Mauro Balaguer seguía opinando que razón tenía, sobre todo a la vista de que con el paso del tiempo se había demostrado la validez de la integración de las mujeres en las fuerzas armadas de la mayor parte de los países occidentales, incluida la propia Alemania. Tal vez el esfuerzo de seis millones de mujeres bien entrenadas hubiera alterado el curso de la guerra, o al menos habría conseguido contener el avance enemigo hasta que las tan temidas y cacareadas armas secretas del Führer hubieran estado a punto. No obstante, optó por no insistir sobre el tema, permitiendo que fuera su anfitriona quien continuara con el uso de la palabra.

—Como disponía del juego de ganzúas que me había proporcionado la «Mondragón» —dijo—, y pese a que los jodidos candados se resistían como si lo que guardaban fuera suyo, uno de los fines de semana en que Irma solía ir al pueblo en busca de pan, queso, mantequilla, huevos o carne conseguí abrirlos.

—¿No pretenderá hacerme creer que Irma trapicheaba en el mercado negro? —protestó su incrédulo acompañante—. No me cuadra con su fama, su forma de comportarse o cuanto se ha escrito sobre ella.

—No era «mercado negro», era simplemente hambre —le contradijo sin acritud la cordobesa—. Por lo general, «mercado negro» se considera negociar con mercancías, sobre todo alimentos en periodos de escasez, y lo que hacía Irma era aprovechar su rango con el fin de «adquirir víveres para consumo propio», porque si la sorprendían revendiéndolos la habrían acusado de una falta muchísimo más grave que desollar muchachas a latigazos. Las leyes nacionalsocialistas eran muy estrictas al respecto y podían fusilarte hasta por eructar, aunque no recuerdo que nadie eructase porque nadie comía lo suficiente.

—Coletilla a todas luces innecesaria… —apostilló con marcada intención y ánimo de revancha Mauro Balaguer.
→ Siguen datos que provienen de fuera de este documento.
PR #547, opened 2020-07-06
GUACAMOLE-1126: Set a maximum of 4 auto-reconnect attempts

echu2013:
This a base and non-user-configurable change to limit maximum automatic reconnection retries when "reconnectable" client/tunnel error occurs.
Further implementations to do are:
1- set default behaviour as original one
2- add user (per connection?) setting to handle this
3- Show relevant message, in countdown ??

### DIFF
--- a/guacamole/src/main/webapp/app/client/controllers/clientController.js
+++ b/guacamole/src/main/webapp/app/client/controllers/clientController.js
@@ -44,6 +44,16 @@ angular.module('client').controller('clientController', ['$scope', '$routeParams
     var requestService         = $injector.get('requestService');
     var tunnelService          = $injector.get('tunnelService');
     var userPageService        = $injector.get('userPageService');
+	
+	/**
+	 * Counter and limiter for maximum auto-reconnect attempts that we should 
+	 * automatically try to establish a connection when CLIENT_AUTO_RECONNECT or 
+	 * TUNNEL_AUTO_RECONNECT error types occur.
+	 *
+	 * @type Number
+	 */
+	var AUTO_RECONNECT_TRY     = 0;
+	var AUTO_RECONNECT_MAXTRY  = 4;
 
     /**
      * The minimum number of pixels a drag gesture must move to result in the
@@ -770,7 +780,13 @@ angular.module('client').controller('clientController', ['$scope', '$routeParams
             var errorName = (status in CLIENT_ERRORS) ? status.toString(16).toUpperCase() : "DEFAULT";
 
             // Determine whether the reconnect countdown applies
-            var countdown = (status in CLIENT_AUTO_RECONNECT) ? RECONNECT_COUNTDOWN : null;
+            if (status in CLIENT_AUTO_RECONNECT && AUTO_RECONNECT_TRY < AUTO_RECONNECT_MAXTRY ) {
+                var countdown = RECONNECT_COUNTDOWN;
+                AUTO_RECONNECT_TRY++;
+            } else {
+                var countdown = null;
+                AUTO_RECONNECT_TRY = 0;
+            }
 
             // Show error status
             notifyConnectionClosed({
@@ -792,7 +808,13 @@ angular.module('client').controller('clientController', ['$scope', '$routeParams
             var errorName = (status in TUNNEL_ERRORS) ? status.toString(16).toUpperCase() : "DEFAULT";
 
             // Determine whether the reconnect countdown applies
-            var countdown = (status in TUNNEL_AUTO_RECONNECT) ? RECONNECT_COUNTDOWN : null;
+            if (status in TUNNEL_AUTO_RECONNECT && AUTO_RECONNECT_TRY < AUTO_RECONNECT_MAXTRY ) {
+                var countdown = RECONNECT_COUNTDOWN;
+                AUTO_RECONNECT_TRY++;
+            } else {
+                var countdown = null;
+                AUTO_RECONNECT_TRY = 0;
+            }
 
             // Show error status
             notifyConnectionClosed({
@@ -828,6 +850,8 @@ angular.module('client').controller('clientController', ['$scope', '$routeParams
 
             // Hide status notification
             guacNotification.showStatus(false);
+            // Reset auto-reconnect attempts counter
+            AUTO_RECONNECT_TRY = 0;
 
         }
 


guacamole/src/main/webapp/app/client/controllers/clientController.js
```diff
@@ -44,6 +44,16 @@ angular.module('client').controller('clientController', ['$scope', '$routeParams
...
+	
+	/**
+	 * Counter and limiter for maximum auto-reconnect attempts that we should 
+	 * automatically try to establish a connection when CLIENT_AUTO_RECONNECT or 
+	 * TUNNEL_AUTO_RECONNECT error types occur.
+	 *
+	 * @type Number
+	 */
+	var AUTO_RECONNECT_TRY     = 0;
+	var AUTO_RECONNECT_MAXTRY  = 4;
```
necouchman, line 56: So, rather than setting a constant, here, I would say:
- Add an attribute to the Connection for tracking whether auto-reconnect is disabled or not (AUTO_RECONNECT_DISABLE, for example), which defaults to having auto-reconnect enabled.
- Add an attribute to the Connection for setting the maximum number of retries, which should default to unlimited.
- Might even be worth making the retry interval configurable with a similar attribute, such that it defaults to Guacamole's global default, but could be set per-connection to something other than 15 seconds.

guacamole/src/main/webapp/app/client/controllers/clientController.js
```diff
@@ -792,7 +808,13 @@ angular.module('client').controller('clientController', ['$scope', '$routeParams
...
 
             // Determine whether the reconnect countdown applies
-            var countdown = (status in TUNNEL_AUTO_RECONNECT) ? RECONNECT_COUNTDOWN : null;
+            if (status in TUNNEL_AUTO_RECONNECT && AUTO_RECONNECT_TRY < AUTO_RECONNECT_MAXTRY ) {
+                var countdown = RECONNECT_COUNTDOWN;
+                AUTO_RECONNECT_TRY++;
+            } else {
+                var countdown = null;
+                AUTO_RECONNECT_TRY = 0;
+            }
```
necouchman, line 817: Since the countdown is already part of the notification, I would think it would be pretty easy to add the number of tries and max tries pretty easily.

guacamole/src/main/webapp/app/client/controllers/clientController.js
echu2013: How can we get a profile's parameter value within clientController.js?

echu2013: Is there any chance we can get any parameter without modifying guacamole-server @necouchman ??

necouchman: Yes, we definitely won't need to modify guacamole-server, as the connection attributes all stay on the guacamole-client side and are available via the REST API.  However, there will be some changes required to the various Java classes in guacamole-client, along with the JDBC extensions, to support storage of the attributes.

necouchman: At least a couple of places that would need to be changed would be:

https://github.com/apache/guacamole-client/blob/master/extensions/guacamole-auth-jdbc/modules/guacamole-auth-jdbc-base/src/main/java/org/apache/guacamole/auth/jdbc/connection/ConnectionModel.java

https://github.com/apache/guacamole-client/blob/master/extensions/guacamole-auth-jdbc/modules/guacamole-auth-jdbc-base/src/main/java/org/apache/guacamole/auth/jdbc/connection/ModeledConnection.java

echu2013: > Yes, we definitely won't need to modify guacamole-server, as the connection attributes all stay on the guacamole-client side and are available via the REST API. However, there will be some changes required to the various Java classes in guacamole-client, along with the JDBC extensions, to support storage of the attributes.

I pretend not to modify any schema. Is it OK to use `guacamole_connection_attribute` to store these parameters? What do you think?

necouchman: I would think we would want to add a couple of fields to the DB schema, here, similar to the other standard connection attributes.  the `guacamole_connection_attribute` table is more intended for arbitrary attributes that someone might implement as part of an additional extension that needs to store data, while the main connection attributes tend to be stored as columns within the `guacamole_connection` table itself.

I suppose we could look at making the connection attributes behave more like connection parameters, where they are all stored in the `guacamole_connection_attributes` table, but that would definitely be a change to the way it is implemented today.

@mike-jumper Thoughts?

mike-jumper: My main concerns with schema modifications would be ... that they are schema modifications. We certainly did quite a few of those in the past, but doing that now would require a full version number bump and would break our nice release streak of backward compatibility.

Regarding modifications to support arbitrary attributes, that should already pretty much just work. It may be possible to achieve this without serious modifications to the webapp or database schema. If needed, it might make sense to add AngularJS events that extensions could hook into to manipulate this and other behaviors.

I'm not 100% behind the idea behind adding such a limit. Reading through GUACAMOLE-1126, it seems the primary concern motivating this is that each reconnect counts as user activity and therefore allows the session to continue indefinitely. If that is the case, perhaps there is a way that things could be arranged such that reconnects do not count toward session activity.

necouchman: I was thinking of this similar in light of the VNC `autoretry` parameter, but maybe the goals and implementation details are slightly different.  I guess that parameter does the retries transparently in the background (guacd side), while to the client it only looks like a single connection attempt.  There was mention when implementing WoL support (GUACAMOLE-513) of the possibility of supporting `autoretry` with some configurable timers/limits across the board.

echu2013: @mike-jumper @necouchman I am sorry but I don't understand why would be need to modify guacamole's schema to achieve this.. 
Why can't we just use `guacamole_connection_parameter` which already holds all kind of profile parameters under column named `parameter_name`???
What I've done so far is an addition of 3 parameters (autoreconnect-disable, autoreconnect-maxretries, autoreconnect-wait-seconds) which I need to get in `clientController.js` somehow...

mike-jumper: > Why can't we just use `guacamole_connection_parameter` which already holds all kind of profile parameters under column named `parameter_name`???

Because those aren't connection parameters. Connection parameters are a specific type of name/value pairs and are defined by the protocol plugins used by guacd. Connection parameter storage should not be used for anything that isn't a connection parameter.

There _is_ a built-in facility for arbitrary name/value pair storage for connections (connection attributes), and this would be the appropriate vehicle for these changes. New connection attributes do not generally require schema changes, at least in the case of non-standard attributes.

Thus: connection parameters would be a non-starter, but connection attributes would be (generally) fine.

The awkwardness in this particular change comes from:

* If the web application will have built-in handling for these attributes, they should be standard attributes, perhaps part of the API.
* Standard attributes (those which are standardized by the extension API) really should be stored within properly-typed columns. This is already done for the existing standard connection attributes.
* We desire to not modify the database schema, as doing so breaks backward compatibility ... but _not_ modifying the schema in this case would mean that we deviate from established convention that is grounded in good technical reasoning (attributes that are standard really should be able to be queried directly).

So ... yes, you're not wrong that it could be done as you describe, but it really should not be.

echu2013: Ok @mike-jumper I get your point.
So, you intend to extend this `guacamole_connection` table columns:
image
in order to include "reconnection" parameters?
Or, do you have another idea?

mike-jumper: > So, you intend to extend this `guacamole_connection` table columns:
> image
> in order to include "reconnection" parameters?

Not exactly. This would be the correct approach if standard attributes are going to be used here, but I strongly wish to avoid this.

> Or, do you have another idea?

Yes, [listed above in an earlier comment](https://github.com/apache/guacamole-client/pull/547#discussion_r451290773). Specifically:

1. Modifying the handling of automatic reconnect such that extensions can easily override it. An extension could then add this functionality, and any attributes used would not need to be standardized.
2. Avoiding the issue entirely by ensuring that automated reconnect attempts are not sufficient to prevent a session from expiring.

I would lean toward the latter (ensuring automated reconnect attempts do not prevent a session from expiring). It avoids schema changes, API changes, and any additional configuration, and instead simply leverages existing behavior to solve the issue motivating GUACAMOLE-1126.

ceharris:
Does @echu2013 plan to continue this work?

necouchman:
@ceharris: As we have not heard from @echu2013 in quite a while, I think it's safe to say this is orphaned work. Are you looking to take it up and move it forward?

echu2013:
Hello, where do you prefer to store this configurable setting @necouchman  ? At a connection profile level (this requires altering SQL schema?) or within **guacamole.properties** level?

necouchman:
Sorry @echu2013, I missed your question quite some time ago. I would say that the there should definitely be a per-connection mechanism for storing these, in the guacamole_connection_attributes table, as Mike mentioned previously.

At this same time, it might be nice to add a global setting in guacamole.properties that could be set as a default for the entire system.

—Nada que alivie la tensión en unos momentos especialmente difíciles resulta innecesario, querido, y recuerdo que en ocasiones, cuando me encontraba a solas en aquel mísero habitáculo tan oscuro, húmedo y hediondo como un mausoleo en el que me hubieran enterrado en vida, lo único que me relajaba era alzar la pierna y dedicarle a la fotografía de la pared un sonoro cuesco. «!
Pal
Führer!», exclamaba, y eso me permitía reírme mientras persistiera el mal olor… —Tras una corta pausa concluyó—: Aún le dedico alguno que otro…

—La creo porque a estas alturas ya no me queda otro remedio que creer cuanto me diga por brutal o escatológico que sea —se vio obligado a reconocer el editor—. ¿Qué ocurrió cuando consiguió abrir los candados?

—Que me llevé varias sorpresas; la primera el hecho de que, además de armas, contenía un frasco con una calavera, y no era precisamente una insignia de las SS, sino una de esas etiquetas que advierten de que se trata de un veneno rápido y letal.

—Muchos nazis se suicidaron con cianuro al saberse perdidos —señaló Mauro Balaguer, aunque le constaba que la anciana debía saberlo mejor que nadie—. Entre ellos, Himmler y toda la familia Goebbels.

—No creo que se tratara de cianuro, pero por si acaso, y como no tenía la menor intención de llevarme un disgusto, lo sustituí por una mezcla de aceite de ricino, grasa y un poco de pimentón, lo que le confería una consistencia y color bastante similares, de tal modo que si Irma pretendía envenenarme, tan solo me produciría cagaleras.

El otro no pudo evitar que se le escapara una corta carcajada.

—¡Es usted imposible! —exclamó—. Aunque a mi modo de ver Irma había demostrado ser de las que no solucionan las cosas con veneno, sino a tiros.

Ahora fue ella la que se echó a reír mientras rellenaba la copa y parecía tan feliz como una chiquilla que estuviera comentando una divertida travesura.

—Evitarlo resultaba mucho más fácil —dijo—. Tenga en cuenta que en Ravensbrück fabricábamos armas, por lo que me limité a limar los percutores de las pistolas, con lo que las dejé inservibles. Luego desmonté la granada neutralizando la espoleta, o sea, que si aquella hija de la gran puta pretendía matarme, tenía que ser cara a cara, y yo había crecido más, era más fuerte y había escondido el cuchillo más grande. —Hizo una pausa, bebió, alzó el rostro para observar cómo la luna se ocultaba ya tras las tejas y al fin masculló—: Las guerras convierten a las personas en animales y le aseguro que estaba deseando que aquella hija de puta me proporcionara una disculpa para rebanarle el gaznate sin hacer de ello un asesinato a sangre fría. La aborrecía hasta el punto de que me regodeaba imaginándola agonizando sobre un charco de sangre, mirándome a los ojos y viendo en ellos cuánto me repugnaba. Sin embargo, en el fondo no me apetecía que tuviera una muerte rápida, sino que sufriera en propia carne todo el mal que causaba. El odio es mala cosa —añadió—. Muy mala, excepto cuando te sirve para sobrevivir.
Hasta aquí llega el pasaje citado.